*DATA FOR REVIEW:*
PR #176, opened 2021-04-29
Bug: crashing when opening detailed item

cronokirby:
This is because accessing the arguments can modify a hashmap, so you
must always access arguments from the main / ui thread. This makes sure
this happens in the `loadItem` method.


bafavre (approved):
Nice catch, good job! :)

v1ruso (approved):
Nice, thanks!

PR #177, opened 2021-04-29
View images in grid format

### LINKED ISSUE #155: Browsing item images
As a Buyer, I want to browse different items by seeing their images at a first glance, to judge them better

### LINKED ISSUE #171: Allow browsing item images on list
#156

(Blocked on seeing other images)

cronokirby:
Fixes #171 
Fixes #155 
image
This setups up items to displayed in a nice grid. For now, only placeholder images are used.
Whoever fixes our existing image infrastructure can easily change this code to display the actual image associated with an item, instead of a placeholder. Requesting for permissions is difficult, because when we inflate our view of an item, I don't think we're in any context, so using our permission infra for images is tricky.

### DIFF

*EXERCISE:*
Search the listing for the string "items". Copy each line where it is found.

*SOLUTION FOR THIS TASK:*
As a Buyer, I want to browse different items by seeing their images at a first glance, to judge them better
This setups up items to displayed in a nice grid. For now, only placeholder images are used.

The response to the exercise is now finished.